Authors: Luis Felipe Brito-Gaona, Emma M. Iglesias

Abstract:

There is a growing literature that studies the main determinants and drivers of inequality and economic growth in several countries, using panel data and different estimation methods (fixed effects, Generalized Methods of Moments (GMM) and Two Stages Least Squares (TSLS)). Recently, it was studied the evolution of these variables in the period 1980-2009 in the 18 countries of Latin-America and it was found that one of the main variables that explained their evolution was Foreign Direct Investment (FDI). We extend this study to the year 2015 in the same 18 countries in Latin-America, and we find that FDI does not have a significant role anymore, while we find a significant negative and positive effect of schooling levels on inequality and economic growth respectively.
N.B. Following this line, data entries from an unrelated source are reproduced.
PR #59, opened 2015-11-11
Expect json input separated by STX, fix #43

### LINKED ISSUE #43: Consume invalid input
pipes-parse doesn't consume the input if it doesn't parse which results in us repeatedly trying to parse the same input which results in an perpetual flood of error messages.

My pipes foo is too weak to figure out how to fix this right now.

cocreature:
So we now exit if we get invalid input which means either a parse failure or some random stuff between a parse and a separator. in particular that means that each message must be followed by a separator directly which seems reasonable to me.

### DIFF
--- a/src/Haskell/Ide/Engine/Transport/JsonStdio.hs
+++ b/src/Haskell/Ide/Engine/Transport/JsonStdio.hs
@@ -5,12 +5,14 @@
 
 module Haskell.Ide.Engine.Transport.JsonStdio where
 
+import           Control.Applicative
 import           Control.Concurrent
 import           Control.Lens (view)
 import           Control.Logging
 import           Control.Monad.State.Strict
 import qualified Data.Aeson as A
 import qualified Data.Attoparsec.ByteString as AB
+import qualified Data.Attoparsec.ByteString.Char8 as AB
 import qualified Data.ByteString.Char8 as B
 import qualified Data.ByteString.Lazy as BL
 import           Data.Char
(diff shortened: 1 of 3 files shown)


src/Haskell/Ide/Engine/Transport/JsonStdio.hs
```diff
@@ -25,19 +27,27 @@ jsonStdioTransport cin = do
...
+      loop (cid + 1) (P.drop (1::Int) stream)
     loop cid stream = do
       debug "jsonStdioTransport:calling go"
-      (req,stream') <- runStateT decodeMsg stream
+      let splitStream = view (P.break (== fromIntegral (ord '\STX'))) stream
+      (req,res) <- runStateT decodeMsg splitStream
       debug $ T.pack $ "jsonStdioTransport:got:" ++ show req
       case req of
         Just (Left err) -> do
           putStr $ show (HieError (A.String $ T.pack $ show err))
```
alanz: Can we change this to be 

```haskell
rsp = IdeResponseError (toJSON (HieError .......))
BL.putStr $ A.encode (channelToWire rsp)
```

i.e. send it back on the wire as a properly formatted message.

And perhaps also log it at debug level.

src/Haskell/Ide/Engine/Transport/JsonStdio.hs
```diff
@@ -25,19 +27,27 @@ jsonStdioTransport cin = do
...
-          writeChan cin (wireToChannel cout cid r)
-          rsp <- readChan cout
-          BL.putStr $ A.encode (channelToWire rsp)
-          loop (cid + 1) stream'
+          nextStreamOrError <- next res
+          case nextStreamOrError of
+            Left nextStream -> processParse cid r nextStream
+            Right (a,restConsumer) -> do (restLength,nextStream) <- P.fold' (\n bs -> n + fromIntegral (B.length bs)) 0 id restConsumer
+                                         if (B.length a + restLength > 0) then
+                                           putStr $ show (HieError (A.String $ "Unexpected input before separator"))
```
alanz: Perhaps debug log, and send back wire format error

src/Haskell/Ide/Engine/Transport/JsonStdio.hs
cocreature: Good point, I was planning to change the error handling but somehow forgot about it. I'll try to get to it later today.

cocreature:
Updated the error handling, I chose to for an empty string as the plugin name since we don't have anything reasonable to use.

gracjan:
Hmm... is this one way only? I mean, does HIE also produce json-stream that is \STX separated?

I think both ways streaming should look the same and use same separator character (if any). Note that HIE might also accidentally spit garbage to stdout because it is pretty easy to do this in Haskell while coding a plugin, or when a plugin calls an external executable.

cocreature:
@gracjan It would be great if you could figure out why this is failing on travis. The tests ran through flawlessly locally.

PR #63, opened 2015-11-12
Short cut sleeping when result is available

gracjan:
Significantly speed up Emacs testing.


alanz:
Looks fine to me, based on my limited elisp knowledge

gracjan:
Hmm, it fails... I'll debug this.

PR #65, opened 2015-11-12
Enrich plugins call

gracjan:
An Editor's side it is rare to work with a single command so it makes sense to batch queries about all available commands and command details.

This commits puts all the information about a plugin into 'plugins' call and remove the (now redundant) 'commands' and 'commandDetails' calls.


alanz:
I think a top-level "plugins" command makes sense, but I also think it is worth keeping the other two.

I would rather have a richer command set for editor integrators

gracjan:
Okay, in that case I'm not touching 'commands' and 'commandDetail'.

alanz:
thanks

PR #72, opened 2015-11-13
Async dispatch

### LINKED ISSUE #67: Bring in async processing
```
<alanz> And then to experiment with some sort of ghci/inferior repl option
<gracjan> guy, I need the async part to get going forward, I mean request-id, response-id
<gracjan> Id like to setup emacs to handle responses in async way only
<gracjan> so this has to be in before I start
<alanz> ok, that is actually one of the things I have been thinking quite a bit about.
<alanz> I know how to do it in the dispatcher, maybe I should make a version. I have been waiting for the other stuff going through the dispatcher to settle a bit first.
* fgaz (~fgaz@5.90.35.97) has joined #haskell-ide-engine
<alanz> The key is the the reply Chan in the  ChannelRequest.
<gracjan> emacs is fully callback based
<gracjan> so I’ll make it completely async from day one
<alanz> We can let the plugin dispatcher decide whether to do a sync or async call into the plugin, and so long as the reply eventually goes to the Chan, which goes into the transport, we are good.
<gracjan> okay
<alanz> Once the framing in the stdio is settled, it is a simple matter to split it into a pair of listeners.
<alanz> One listens on stdin and sends to dispatcher. The other listens on reply Chan and forwards to stdout.
<alanz> The only think is to decide what the management process around async is at the plugin level.
<alanz> One part of me says every plugin should run in its own thread as a matter of routine, so the dispatcher is never blocked
<gracjan> true
<alanz> but it is coming....
<gracjan> or even every request should work in a fresh thread
<alanz> that is up to the plugin dispatcher.
<alanz> So we repeat the process. a plugin listens on a chan, then either does a sync process or spawns off a new thread, based on any plugin-specific criteria.
<alanz> Either way the response goes back into the Chan that ends up at the transpot
<alanz> It is quite a general way of doing it
<alanz> so it can cater for whatever has to happen.
<alanz> We will probably have to put syncronisation points in somewhere so we do not trigger a whole lot of project rebuilds for example
<alanz> But that is why the service layer is in the plugin descriptor
```

alanz:
Closes #67 

A plugin can decide on a per-command basis whether it should have the option to return an async result.

If so, it takes responsibility for managing whatever threads are required to create the async processing, but each message has a callback function for when the result is ready.

### DIFF
--- a/src/Haskell/Ide/Engine/Transport/JsonStdio.hs
+++ b/src/Haskell/Ide/Engine/Transport/JsonStdio.hs
@@ -6,9 +6,11 @@
 module Haskell.Ide.Engine.Transport.JsonStdio where
 
 import           Control.Applicative
-import           Control.Concurrent
+import           Control.Concurrent.STM.TChan
 import           Control.Lens (view)
 import           Control.Logging
+import           Control.Monad.IO.Class
+import           Control.Monad.STM
 import           Control.Monad.State.Strict
 import qualified Data.Aeson as A
 import qualified Data.Attoparsec.ByteString as AB
@@ -28,9 +30,9 @@ import qualified Pipes.Prelude as P
 import           System.IO
 
 -- TODO: Can pass in a handle, then it is general
-jsonStdioTransport :: Chan ChannelRequest -> IO ()
+jsonStdioTransport :: TChan ChannelRequest -> IO ()
 jsonStdioTransport cin = do
-  cout <- newChan :: IO (Chan ChannelResponse)
+  cout <- atomically $ newTChan :: IO (TChan ChannelResponse)
   hSetBuffering stdout NoBuffering
   P.runEffect (parseFrames PB.stdin P.>-> parseToJsonPipe cin cout 1 P.>-> jsonConsumer)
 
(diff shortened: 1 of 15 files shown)


src/Haskell/Ide/Engine/Transport/JsonStdio.hs
```diff
@@ -34,8 +36,8 @@ jsonStdioTransport cin = do
           putStr $ show (HieError (A.String $ T.pack $ show err))
           loop (cid + 1) stream'
         Just (Right r) -> do
-          writeChan cin (wireToChannel cout cid r)
-          rsp <- readChan cout
+          atomically $ writeTChan cin (wireToChannel cout cid r)
```
cocreature: Even if the plugin is async we block completely at this point, which seems like the wrong thing to do, since we don't gain anything from having async that way. But we should probably try to get the reworked `jsonStdioTransport` before changing that.

cocreature: Also we can do that in a separate pr.

alanz: I have not touched the transport side, pending the STX PR.

Once it is done, this will have to be split into two processes, one which reads on stdio and writes to the Chan to the dispatcher, the other waits on the return Chan and relays on to stdout.

But better not to mix two things at once, it can wait.

PR #73, opened 2015-11-13
Remove invalid input even if not handled

gracjan:


cocreature:
lgtm

gracjan:
I see you like living on the edge.

PR #88, opened 2015-11-22
Support commands that only require a context

cocreature:
This supports commands like ghc-mod’s type command. Currently the information is only printed to the mini buffer.

Also there are some ugly workaround for what I consider flaws in our protocol. I’ll clean it up and try to fix the protocol, where I feel necessary and then we can merge this.

I’m not an elisp wizard so feel free to tell me what I should change.

### DIFF
--- a/elisp/haskell-ide-engine.el
+++ b/elisp/haskell-ide-engine.el
@@ -164,9 +164,9 @@ association lists and count on HIE to use default values there."
   (format "%s:%s" (car cmd) (cdr cmd)))
 
 (defun hie-get-context (context)
-  (let ((start (save-excursion (goto-char (region-beginning))
+  (let ((start (save-excursion (if (use-region-p) (goto-char (region-beginning)))
                                (list (line-number-at-pos) (current-column))))
-        (end (save-excursion (goto-char (region-end))
+        (end (save-excursion (if (use-region-p) (goto-char (region-end)))
                              (list (line-number-at-pos) (current-column))))
         (filename (buffer-file-name)))
     `(("file" . (("file" . ,filename)))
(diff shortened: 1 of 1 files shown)


gracjan:
Nice! Is it merge worthy already?

elisp/haskell-ide-engine.el
```diff
@@ -145,13 +151,38 @@ association lists and count on HIE to use default values there."
...
+                               (list (line-number-at-pos) (current-column))))
+        (end (save-excursion (goto-char (region-end))
+                             (list (line-number-at-pos) (current-column))))
+        (filename (buffer-file-name)))
+    `(("file" . (("file" . ,filename)))
+      ("start_pos" . (("pos" . ,(apply 'vector start))))
+      ("end_pos" . (("pos" . ,(apply 'vector end)))))))
 
 (defun hie-run-command (plugin command)
   (setq haskell-ide-engine-process-handle-message
```
gracjan: `haskell-ide-engine-process-handle-message` was meant for debugging purposes, really. There should be a map from send command ids to functions handling responses.

cocreature: Definitely, but we can do that separately imho. Moving in small steps is easier and faster.

cocreature:
I wanted to wait for the plugin name changes in #90 which are now in master and I adapted this pr to work with them. So I consider it to be merge worthy now. It’s definitely not perfect, but it’s a step in the right direction and a clear improvement over the previous state which was completely broken by changes to the json format.

alanz:
@gracjan are you ok with this?

gracjan:
Let we review the new commits, okay? Should be today.

cocreature:
Just did another commit to adapt to the changes in #93.

gracjan:
There is a need for one change, that is use region only when region is active. Otherwise looks good. You write very clean nice lisp!

PR #89, opened 2015-11-22
Add plugin name to command descriptor

cocreature:
The reason i want this is so that I don’t have to store the plugin name on the IDE side when calling `commandDetail`. This also ties in with our "stateless philosophy".

I am not super happy with sprinkling it all over the place, but I couldn’t come up with something better. Suggestions welcome.

### DIFF
--- a/app/MainHie.hs
+++ b/app/MainHie.hs
@@ -46,11 +46,11 @@ plugins = Map.fromList
   [
     -- Note: statically including known plugins. In future this map could be set
     -- up via a config file of some kind.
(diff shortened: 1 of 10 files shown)


alanz:
I am not sure this is needed.

In a given configuration we already have it, and we should be sending back a structure which is basically "for plugin 'hare' we have these commands"

cocreature:
Ah yeah, I just saw that we already have the plugin name in `commandDetail`, then we only need to change the format of the response there.

PR #99, opened 2015-11-25
Create elisp functions for all commands

cocreature:
The fact that this uses `eval` is kinda ugly, but we can’t get away with a macro here, since that would expanded when the function is defined and not when it’s applied, so we can’t use any local parameters here which makes it sadly useless for this purpose.

### DIFF
--- a/elisp/haskell-ide-engine.el
+++ b/elisp/haskell-ide-engine.el
@@ -184,21 +184,47 @@ association lists and count on HIE to use default values there."
 
 (defun haskell-ide-engine-handle-first-plugins-command (json)
   "Handle first plugins call."
-
   (let ((menu-items
          (mapcar
           (lambda (plugin)
             (cons (symbol-name (car plugin))
                   (mapcar
                    (lambda (command)
-                     (vector (cdr (assq 'ui_description command)) (list 'hie-run-command (symbol-name (car plugin)) (cdr (assq 'name command)))))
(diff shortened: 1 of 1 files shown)


elisp/haskell-ide-engine.el
```diff
@@ -184,21 +184,47 @@ association lists and count on HIE to use default values there."
...
                    (cdr plugin))))
           (cdr (assq 'plugins json)))))
     (setq haskell-ide-engine-plugins (cdr (assq 'plugins json)))
+    (haskell-ide-engine-create-all-commands command-names)
     (easy-menu-define hie-menu hie-mode-map
       "Menu for Haskell IDE Engine"
       (cons "HIE" menu-items))))
 
+(defun haskell-ide-engine-create-command (plugin command)
+  `(defun ,(intern (concat "haskell-ide-engine-" (symbol-name plugin) command)) ()
```
alanz: Should we perhaps use `hie-` as the prefix instead of `haskell-ide-engine`?

cocreature: Sounds like a good idea, I just went with what was already there. I would do this in a different pr, since it’s a large diff (we need to rename the file to hie.el to conform to the elisp naming conventions). which only clutters what is going on here.

alanz: I don't think it is a big deal, and with auto-compietion not much of a problem in reality. The names will just get very long.

PR #103, opened 2015-11-26
Use dash.el

cocreature:
This is a bit controversial, in particular @gracjan doesn’t seem to like it a lot, but let me explain my reasoning and then see where the disucssion goes

- It makes the code cleaner and simpler by providing combinators for commonly used patterns. That’s the same reason why haskellers love their `Data.List`.
- It gives us a form of pattern matching which is amazing when working with alists which is what json is represented as in emacs.

Now to the counter arguments and why I don’t fully buy them:

- It introduces an external dependency.

elpa gives us dependency management and given that this seems to be how most people install packages these days it’s not a burden for users. People who use git submodules or whatever for managing their packages are expert enough to figure out how to get dash.el. Also a lot of packages already depend on it, so most likely everybody has it anyway.

- It makes it harder for newcomers to contribute.

Our target audience is haskell programmers. Even if they are fairly new to haskell they know what `mapcat` means and understand the basics of pattern matching. If someone understands those combinators I think it makes the code actually easier to read and so it’s in fact easier to contribute instead of harder.

### DIFF
--- a/elisp/hie.el
+++ b/elisp/hie.el
@@ -1,6 +1,7 @@
 ;;; hie.el --- Haskell IDE Engine process -*- lexical-binding: t -*-
 
 ;; Copyright (c) 2015 Haskell Ide Contributors
+;; Package-Requires: ((dash "2.12.1"))
 
 ;; See LICENSE for details.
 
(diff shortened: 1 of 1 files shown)


gracjan:
It removes the ugly `(cdr (assq 'xxx lst))` so I think I'm convinced.

Please do not overuse this. Seems that `dash` has the power to seriously obfuscate code.

cocreature:
:+1: I'll try not to overuse it :)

We also find that the point estimates associated with human capital are the largest ones of the variables included in the analysis, and this means that an increase in human capital (measured by schooling levels of secondary education) is the main determinant that can help to reduce inequality and to increase economic growth in Latin-America. Therefore, we advise that economic policies in Latin-America should be directed towards increasing the level of education. We use the methodologies of estimating by fixed effects, GMM and TSLS to check the robustness of our results. Our conclusion is the same regardless of the estimation method we choose. We also find that the international recession in the Latin-American countries in 2008 reduced significantly their economic growth.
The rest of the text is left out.